Second, I’d like to discuss the Atlante Linguistico della Sicilia (the Linguistic Atlas of Sicily). This is a very interesting kind of digitization project because language, in many ways, is intangible. It’s a system of signs based on social conventions. You can begin to document a language and create a digital record by recording analogue sound waves as audio files. These files can then be visualized by transcribing the sounds using a phonetic alphabet. But there are even difficulties with this. First, the perception of linguistic sounds is not straightforward; the languages we speak can shape the way we perceive sounds from another language. So another way that audio files can be visualized is with a spectrogram, which measures amplitude and frequency over time. Spectrograms can help see what we can’t perceive by sound.

And yet this kind of analysis still only goes so far. Transcription and spectrograms can only really tell you about an individual of speaker, not the language itself, or the sociolinguistic context in which this language, other languages, and varieties of them exist together. That’s what I love about the Atlante Linguistico and its “geolinguistic” approach. It uses the traditional tools of language documentation and adds a geospatial dimension to it. The “carta sonora” (sound map) tab is an interesting feature of this site, because it uses a mapping program to show how the same word is pronounced differently in various Sicilian locals, using both transcription and audio files. There’s lots of analysis to go with this on the site’s other pages, which paints a complex picture of the linguistic situation on the island, in which hundreds of distinct languages (though mutually intelligible) exist together in a sociolinguistic environment. I think it’s a brilliant way of taking something so complicated, ephemeral, and intangible as spoken language and preserving it and making it available with digital tools.

Lastly, I’d like to discuss a personal website, managed by Dr. Phil Taylor, on the University of Leeds website. It’s called Phil Taylor’s Papers, and its a collection of articles, essays, doctrinal writings, and reports on the topic of information warfare and strategic communications. I wish more people were aware of how governments use information and the news media to advance their policy goals. So I’m glad to see someone collecting this information under one roof. However, it’s a very casual effort at archiving.
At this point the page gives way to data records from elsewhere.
PR #1234, opened 2019-04-13
check sample description entry type (either UUID or codec_tag) are not NULL

rbouqueau:
because it would lead to isobmff files that aren't parsed correctly, see [debug.zip](https://github.com/gpac/gpac/files/3076094/debug.zip)

we could probably be able to provide more relevant error messages, could someone have a look?


rbouqueau:
Can we merge?

PR #1277, opened 2019-07-17
opus update

rbouqueau:


aureliendavid:
(on a déjà eu le soucis mais quand le nom de la branche contient des underscores le build debian fail parce qu'on met le nom de la branche dans la version et debian refuse les underscores dans les noms de version)

src/filters/mux_isom.c
```diff
@@ -2522,6 +2522,8 @@ static GF_Err mp4_mux_process_sample(GF_MP4MuxCtx *ctx, TrackWriter *tkw, GF_Fil
 	sap_type = gf_filter_pck_get_sap(pck);
 	if (sap_type==GF_FILTER_SAP_1)
 		tkw->sample.IsRAP = SAP_TYPE_1;
+	else if (sap_type == GF_FILTER_SAP_4)
+		tkw->sample.IsRAP = SAP_TYPE_4;
```
jeanlf: I would suggest that we don't assign to SAP4 here (done later in that function), but rather assign to SAP1 in the case of non-visual media, otherwise we might break syncSample on many implementations that expect it to be always set for non visual tracks

src/filters/dmx_ogg.c
```diff
@@ -699,18 +699,30 @@ GF_Err oggdmx_process(GF_Filter *filter)
 					else if (st->info.type==GF_CODECID_OPUS) {
 						block_size = gf_opus_check_frame(st->opus_parser, (char *) oggpacket.packet, oggpacket.bytes);
 						if (!block_size) continue;
+
+						if (!st->recomputed_ts) {
+							gf_filter_pid_set_property(st->opid, GF_PROP_PID_DELAY, &PROP_SINT((s32)-st->opus_parser->PreSkip));
+						}
```
jeanlf: are we always sure that PreSkip is less than one block size ? If not we might need to signal preskip on several samples

rbouqueau: PreSkip can be more than one block size. However the edit list applies once to all the samples. What did I miss?

jeanlf: once the first packet will be sent, st->recomputed_ts will no longer be null. I think you need to store the PreSkip length in the context and decrement by block_size at each packet

rbouqueau:
If you are ok with that, please merge.

I still have unexpected fails in my MSYS2 but they are unrelated to ogg&opus:
```
$ LD_LIBRARY_PATH=$PWD/../bin/gcc PATH=$PWD/../bin/gcc:$PATH  ./make_tests.sh  -precommit scripts/mp4box-io.sh
[...]
mp4box-io-enst_audio.flac: dts:HashSourceNotFound diso:HashSourceNotFound add:HashSourceNotFound MediaTime:Fail XMLDump:Fail MediaInfo:Fail MediaImport:Fail
mp4box-io-logo.jp2: dts:HashFail diso:HashFail add:HashFail
mp4box-io-counter_30s_audio.ac3: hint:HashFail diso:HashFail
Number of Tests 384 - 1605 subtests - Executed: 24 (6 %) - Cached: 360 (93 %)
Tests passed 378 (98 %) - 1605 sub-tests
Tests failed 1 (0 % of subtests)
Tests Unknown 5 (1 % of subtests)
Tests HASH total 1310 - fail 22 (1 % of subtests)
Generation done in 00:00:40:310
```

PR #1283, opened 2019-07-21
fix av1 double free

rbouqueau:
The mem mode of AV1 creates this weird pattern regarding the data ownership. Is it what we expect?


jeanlf:
this should have been fixed by ecdb884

It almost seems like Taylor just wanted all these resources in one place for the sake of organizing his own research materials. So I thought it might be worth discussing what went wrong here, when there was so much potential for this to be such a useful public resource.

First, Taylor just cut and pasted the materials he liked onto webpages and organized the many many links under menu tabs. It doesn’t seem like he logged in any metadata at all, so titles and even keywords aren’t searchable. Also, there are no permalinks provided to the original source, and none of the hyperlinks in the original text were preserved. And the themes according to which the materials are organized are really broad. One needs to understand the difference between PSYOP and Strategic Communications to understand what they’re looking at.

There are over 1,000 items in this collection and it would have been an enormously time consuming effort for this one man to catalogue each item, provide metadata and hyperlinks, and create an intuitive schema for organizing all the materials. As it is, it’s a great resource for researchers familiar with the topic, but not much more.